Addressing security concerns

There will always be security concerns when venturing into the relatively unknown, especially when they’re fairly untested by contemporaries. And arguably the most significant drawback in DeFi is smart contract risk.

Indeed, 70% of companies believe that security concerns over fraud is a challenge preventing company-wide adoption of DeFi. This indicates that there are genuine concerns about DeFi opening up vulnerabilities into an organisation that did not previously exist.

The most common method of attack involves the exploitation of bugs in code and the manipulation of external price feeds for assets within protocols.

This happened twice in February 2020 alone, when DeFi lending platform bZx was attacked, allowing the oracle price of collateral to be changed. Even more recognised was the attack on the Decentralised Autonomous Organisation (DAO) – where an attacker stole $72m worth of assets from smart contracts. Critics of DeFi point to these two incidents as a reason to not consider its adoption.

Yet these incidents have provided learning curves in DeFi adoption. It is still a relatively new model and we are still beginning to understand how to use it effectively.

Each attack exposes a new vulnerability in the system which can then be addressed to prevent them from happening in future. Moreover, the attacks encourage developers to take a proactive approach to security, looking to identify and prevent flaws before cyberattackers strike.
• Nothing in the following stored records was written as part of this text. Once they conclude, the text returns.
Issue #1023, opened 2022-04-19
Creation of private dataset pages


pli888:
## Describe the bug

Clicking the create private dataset button in the dataset update admin page does not lead the user to the new private dataset page. The correct behaviour should be that when the button is pressed then the user will see the new private dataset page which has a URL that has a private page token.

PR #1026, opened 2022-04-20
Create private dataset page

kencho51:
# Pull request for issue: #1023

1. A new dataset `100039` with dataset type `Incomplete` is introduced.
2. Upload status `Incomplete` has been included in the admin dataset page.
3. Dataset with upload status `AuthorReview` can be created with private URL.
4. `Create/Reset Private URL` is enable for the  page type `hidden` and `draft` datasets.
5. The private URL will contain `/dataset/DOI/token/$token`. 

## How to test?
1. Dataset page `http://gigadb.gigasciencejournal.com:9170/dataset/100039` will not be working because it is not a public page.
2. Go to `http://gigadb.gigasciencejournal.com:9170/adminDataset/update/id/5`,  you should see upload status is `Incomplete`, and `Create/Reset Private URL` button is available at the bottom. When you click `Create/Reset Private URL` button, you will be redirected to, for example, `http://gigadb.gigasciencejournal.com:9170/dataset/100039/token/LN9aWzJ_y7FpAWv7`.
If you go back to `http://gigadb.gigasciencejournal.com:9170/adminDataset/update/id/5`, you should see `Open Private URL` link is available as well.
3. `Create Dataset` in `http://gigadb.gigasciencejournal.com:9170/adminDataset/admin` page, after filling in all mandatory fields, dataset with upload status `AuthorReview` will be created and redirected to private URL, and buttons `Create/Reset Private URL` and `Open Private URL` will then be available for that dataset.

In `protected/controllers/AdminDatasetController.php`, `hidden` and `draft` page type are explicitly  included  in the `actionPrivate`,  upload status `Incomplete` belongs to hidden page, while `AuthorReview` belongs to draft page, Create/Reset Private URL` button can be triggered and then create a private url with random 16 chars token. Finally, the page will be redirected to `/dataset/DOI/token/$token`.

In `protected/views/adminDataset/_form.php`, make `Create/Reset Private URL` and `Open Private URL` buttons available for creating new `AuthorReview` dataset.

None.

A new test dataset is needed, if any current dataset in `data/dev` changes its upload status, the related scenarios need to be updated, this will shrink the code coverage.
So a new dataset `100039` is introduced to `data/dev` with its upload status is `Incomplete`. Therefore, when creating acceptance tests, current passing scenarios will not be affected.

None.

A draft PR was created to remove extra template files #1027, now the fix is attached to this PR.

Before the fix, unnecessary excel files will be downloaded to the file systems and they need to be removed manually.

In ` tests/functional/DownloadTemplateFilesCest.php`,  an `after` function is added to check for the existence of the excel file and then remove it after each test, so the state of the file systems could remain as before the test.

None.


tests/acceptance/AdminDatasetForm.feature
```diff
@@ -129,5 +129,37 @@ Feature: form to update dataset details
...
+  @ok @issue-1023
+  Scenario: Open private url is working
+    When I am on "/adminDataset/update/id/22"
+    And I press the button "Create/Reset Private URL"
+    And I wait "1" seconds
+    Then I am on "/adminDataset/update/id/22"
+    And I should see "Open Private URL"
+    And I follow "Open Private URL"
+    And I should see current url contains "/dataset/100020/token/"
+    And I should see "Genome data from foxtail millet (<em>Setaria italica</em>)."
```
pli888, line 161: The `I follow "Open Private URL"` step is a `When` event which is then followed by an expected outcome, `I should see current url contains "/dataset/100020/token/"`. Therefore, I think it reads better this way:
```
When I am on "/adminDataset/update/id/22"
And I press the button "Create/Reset Private URL"
And I wait "1" seconds
And I am on "/adminDataset/update/id/22"
And I follow "Open Private URL"
Then I should see current url contains "/dataset/100020/token/"
And I should see "Genome data from foxtail millet (<em>Setaria 
```

I think the `And I should see "Open Private URL"` step can be deleted because the `I follow "Open Private URL"` step implies that you should see the `Open Private URL` link.

tests/acceptance/Search.feature
```diff
@@ -27,22 +27,22 @@ Feature: main search function
...
-    And I should not see "Data and software to accompany the paper: Applying compressed sensing to genome-wide association studies."
+#  @ok
+#  Scenario: Can navigate to the next page
+#    Given I am on "/"
+#    And I fill in the field of "id" "keyword" with "genome"
+#    And I press the button "Search"
+#    And I wait "1" seconds
+#    When I follow "2"
+#    Then I should see a link "Genomic data from Adelie penguin (<em>Pygoscelis adeliae</em>)." to "/dataset/100006"
+#    And I should not see "Data and software to accompany the paper: Applying compressed sensing to genome-wide association studies."
```
pli888, line 45: If we delete this acceptance test then this means we are reducing the test coverage when we should really be trying to increase it. Can we use another dataset instead of foxtail millet for the tests in `AdminDatasetForm.feature` so it does not impact this test? Maybe we need to add a new dataset into the `dev` environment for the new tests in `AdminDatasetForm.feature`?

tests/acceptance/Search.feature
```diff
@@ -168,13 +165,13 @@ Feature: main search function
...
-    And I press the button "Search"
-    And I wait "1" seconds
-    Then I should see a link "Genome data from foxtail millet (<em>Setaria italica</em>)." to "/dataset/100020"
+#  @ok
+#  Scenario: Search for a term that is only in dataset types
+#    Given I am on "/"
+#    And I fill in the field of "id" "keyword" with "epigenomic"
+#    And I press the button "Search"
+#    And I wait "1" seconds
+#    Then I should see a link "Genome data from foxtail millet (<em>Setaria italica</em>)." to "/dataset/100020"
```
pli888, line 174: Deleting this test means we are reducing test coverage?

pli888 (commented):
I think the fix for creating private dataset pages is fine -         basically, a private URL can be created for a non-published or non-submitted dataset by updating its upload_status value to `Incomplete` or `Private`. The private dataset URL will end with a token provided as a random string 16 characters in length which is saved into the `token` column for the dataset record in dataset table.

My concerns are the acceptance tests that have been commented out as this will reduce test coverage when we should be trying to increase test coverage. I've made a couple of suggestions in the code on how to address this.

tests/acceptance/Search.feature
kencho51: A new dataset `100039` has been added into `dev` environment.

tests/acceptance/Search.feature
kencho51: Since new dataset `10039` is included, this commented scenario has been reverted.

data/dev/dataset.csv
```diff
@@ -9,4 +9,5 @@ The assembled scaffolds of high quality sequences total 1.23 Gb, with the contig
...
...semble contigs derived from the short fragment library. The Illumina paired-end and mate-pairs reads were assembled together with Ray (<a href=""http://denovoassembler.sourceforge.net"">http://denovoassembler.sourceforge.net</a>), with the k-mer defined iteratively. In total, given that the genome size is predicted to be 1.58Gb, with the total scaffold length of 1,184, 594,388 bp, the overall coverage of the genome is around 76%, a value that might be slightly overestimated given that some of the scaffolds may be overlapping but could not be assembled. Filtering followed by assembly resulted in 259,423 contigs (N50=6,983 bp, longest = 75,003 bp), which was further combined into 148,255 scaffolds (N50 = 19,470, longest = 206,462 bp). The database contains all of the contigs, scaffolds, corresponding assembly parameters, and the annotations for the known repeats and coding sequences. The assembled scaffolds allow basic genomic annotation and comparative analyses with other available avian whole-genome sequences.",4294967296,ftp://climb.genomics.cn/pub/10.5524/100001_101000/100039/,Incomplete,GigaDBSubmissionForm_Parrot.xls,1586ed77abdec5b9f839be0f5d61f357,2012-09-11,2012-09-14,1,,,,,
```
pli888: I think this record should be moved to the top so the records are in order of their ids.

data/dev/gigadb_user.csv
```diff
@@ -7,3 +7,4 @@ id,email,password,first_name,last_name,affiliation,role,is_activated,newsletter,
 336,test+336@gigasciencejournal.com,5a4f75053077a32e681f81daa8792f95,Hugh,Shanahan,"Department of Computer Science, Royal Holloway, University of London, Egham, TW20 0EX, UK","",f,t,f,,,,,test+336@gigasciencejournal.com,,EBI
 ,admin@gigadb.org,5a4f75053077a32e681f81daa8792f95,Joe,Bloggs,BGI,admin,true,false,true,,,,,admin@gigadb.org,,EBI
 ,user@gigadb.org,5a4f75053077a32e681f81daa8792f95,John,Smith,BGI,user,true,false,true,,,,,user@gigadb.org,,EBI
+345,test+5@gigasciencejournal.com,5a4f75053077a32e681f81daa8792f95,John,Smith,BGI,user,t,f,t,,,,,test+5@gigasciencejournal.com,EBI
```
pli888: This user record should be moved to before the admin@gigadb.org record. Also fix the email address so it is consistent with the id.

data/dev/image.csv
```diff
@@ -4,4 +4,5 @@ id,location,tag,url,license,photographer,source
 147,"",CS icon1,"",public domain,Shashaank Vattikuti ,Gigascience
 212,100142.jpg,Overlap between different protocol search terms,http://gigadb.org/images/data/cropped/100142.jpg,CC0,Alnasir and Shanahan 2015,Alnasir and Shanahan 2015
 669,"",no image icon,var/www/hosts/localhost/htdocs/images/uploads/image_upload/Images_1885.png,Public domain,GigaDB,GigaDB
-700,no_image.png,no image icon,"",Public domain,GigaDB,GigaDB
\ No newline at end of file
+700,no_image.png,no image icon,"",Public domain,GigaDB,GigaDB
+5,100039_Amazona_vittata.jpg,Puerto Rican parrot,http://gigadb.org/images/data/cropped/100039_parrot.jpg,CC0,Taras Oleksyk,"University of Puerto Rico at Mayagüez, PUERTO RICO"
```
pli888: This image record should be moved higher so the ids are in order I think.

tests/acceptance/AdminDatasetForm.feature
```diff
@@ -129,5 +129,36 @@ Feature: form to update dataset details
...
+    And I should see "(2012): Genomic data of the Puerto Rican Parrot (<em>Amazona vittata</em>) from a locally funded project. GigaScience."
+
+  @ok @issue-1023
+  Scenario: Open private url is working
+    When I am on "/adminDataset/update/id/5"
+    And I press the button "Create/Reset Private URL"
+    And I wait "1" seconds
+    Then I am on "/adminDataset/update/id/5"
+    And I follow "Open Private URL"
+    And I should see current url contains "/dataset/100039/token/"
```
pli888: I think this step should be the `Then` step.

pli888 (changes requested):
@kencho51 Can you check the appearance of the private URL dataset page please? Mine looks like this:
Screenshot 2022-05-25 at 10 11 46 AM

The purpose of the private dataset page is to check that it looks ok before going live. Some of the information is missing from the private dataset page so I'm wondering what is wrong.

Also, I don't think `gigadb/app/worker/file-worker/composer.lock` should be a part of this pull request.

kencho51:
Hi @pli888 

> Can you check the appearance of the private URL dataset page please? 
> 
> The purpose of the private dataset page is to check that it looks ok before going live. Some of the information is missing from the private dataset page so I'm wondering what is wrong.

The private dataset `100039` was initially created with just minimum information for passing the `Create/Reset Private URL` test. Now all information of `100039` has been supplied.

> Also, I don't think `gigadb/app/worker/file-worker/composer.lock` should be a part of this pull request.

The composer.lock file has been removed.

data/dev/sample_attribute.csv
```diff
@@ -1,4 +1,5 @@
 id,sample_id,attribute_id,value,unit_id
+25158,151,200,female,
```
pli888: This record should be placed lower down so the ids are listed in order.

pli888:
> The composer.lock file has been removed.

@kencho51 When you look in the `develop` branch, you will see that it has a `gigadb/app/worker/file-worker/composer.lock` file. Instead of deleting it in your feature branch, you should have reverted this file back to the state it was in the `develop` branch.

Also, check if you need to rebase your feature branch with the latest code in the upstream develop branch.

rija (commented):
Hi @kencho51,

The primary functionality works as expected.
I noticed you've fixed the spurious excel files leftover from functional tests. The code that does that looks fine to me too.

Locally, the unit and functional tests passes. 
Acceptance tests won't run properly for me locally until you rebase with ``develop``'s tip to get the fix for Apple Silicon based Mac.

I've tried on my old Intel based Mac, and the acceptance test run is failing for ``features/dataset-admin.feature:51``

I tried manually to create new dataset by filling just mandatory fields like the scenario would do.
And I get a blank page as result (which match the scenario failure mode)

Looking at the log, nothing wrong there, and the dataset is added to the database correctly.

The problem is that your change to ``AdminDatasetController.php`` has moved instructions that was always called, into an ``elseif`` block
that isn't selected when creating a new dataset from admin form. (And you may have not noticed that the new dataset creation will redirect to the private action method).

When a new dataset is created, it is assigned the "AuthorReview" and for this type, instantiation of ``DatasetPageSettings`` will select the "draft" type, not the "hidden" one (as to why ? It was part of File Upload Wizard worflow's implementation which is not entirely correct).

A simple fix is to modify the ``elseif()`` block you have added to select both "hidden" and "draft" internal types. 

That's a good approach because if you look at the database record created for a new dataset using the form, no token is created. So you'd need to create one anyway. (That seems like a bug which existed before your changes that would be fixed as a bonus) so that block would create the token and redirect appropriately.

An alternative approach,  is to ensure new dataset creation through the form also use the "Incomplete" upload_status instead of "AuthorReview"

The drawback with that approach, is we need to be extra conscientious with running and augmenting the tests in case they are side effects, as "AuthorReview" was implemented as part of the File Upload Wizard workflow.

However that latter approach seems the most correct one (I think there should not be different statuses when a dataset is created by form or by bulk upload), but we would need later ask confirmation from Chris H as to which status is correct (it is related to both File Upload Wizard workflow - which is not entirely correct on that matter - and River Valley integration workflow which revamps most of the statuses).

Anyways, because the former approach is simpler, as less risk of side effects and does fix another existing bug, I think you should implement that for now. When we get to demo that functionality we can ask Chris H about those statuses and schedule a proper refactoring of the confusing DatasetPageSettings/actionPrivate() code.

tests/acceptance/AdminDatasetForm.feature
```diff
@@ -126,8 +126,72 @@ Feature: form to update dataset details
     And I fill in the field of "name" "Dataset[ftp_site]" with "ftp://test"
     And I fill in the field of "name" "Dataset[title]" with "test dataset"
     And I press the button "Create"
-    Then I am on "dataset/view/id/400789"
+    Then I wait "1" seconds
```
pli888, line 129: I see there is no step here anymore to check the new redirect to `/dataset/'.$model->identifier.'/token/'.$model->token` that you have defined in `AdminDatasetController.php`. You could add a new function in `AcceptanceTester.php` that uses `seeCurrentUrlMatches` from Codeception and a regular expression to test this.

pli888 (approved):
@kencho51 The create private dataset button and create new database functionalities are working for me. Also, all acceptance, functional and unit tests are passing locally. I approve this PR.

Have a think about improving `tests/acceptance/AdminDatasetForm.feature` though as described in my comment.

rija (approved):
Hi @kencho51

All tests are now passing for me.

I concur with @pli888's observation regarding scenario "Can create dataset with image" of ``AdminDatasetForm.feature``.

Especially odd that the step that's missing is present for the scenario "Open Private URL from AuthorReview dataset".

However given that the scenario "new dataset with mandatory fields filled in" from the legacy ``dataset-admin.feature`` has the step performing the missing check
we are not really loosing coverage. 
It's a consistency issue. Also the legacy test suites need to be retired at some point, so we should avoid relying on the coverage they provide
We can do that whenever implementing a story or repaying tech debt.

Thus, since coverage is not that much impacted, the rest of code is fine and functionality works, I'm happy to approve this PR.

 
From a bigger picture perspective, I believe we now have all the pieces in place for dataset spreadsheet workflow:
* master template of the spreadsheet layout is in ``develop``
* the spreadsheet uploader tool can ingest spreadsheet based on the template, that's on ``develop`` too
* we have a file urls checker tool to check the file urls are correct and that's on ``develop`` as well
* we can preview the dataset resulting from the spreadsheet and that was the last piece.

Next step is to schedule for next sprint the writing and testing of an SOP for performing the job.

tests/acceptance/AdminDatasetForm.feature
kencho51: A step `I should see current url contains` has been added to this scenario now.

PR #1027, opened 2022-04-21
TestDebt: To remove excel files after a functional test

kencho51:
# Pull request for functional test debt

Before the fix, every time after running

As the model matures, DeFi will likely become more secure and will eventually match that of centralised models.

The future of finance

While DeFi models are relatively young and we are still far from seeing it adopted at scale, it is promising to see they are being taken more seriously.

And while there is still progress that needs to be made, particularly around security, to give businesses confidence in adopting it more widely, the benefits that a decentralised model has on small businesses and emerging economies outweighs the drawbacks of ignoring it.

Financial institutions should continue to work with the crypto community, to help build a new generation of governance and solutions that makes financial services more accessible.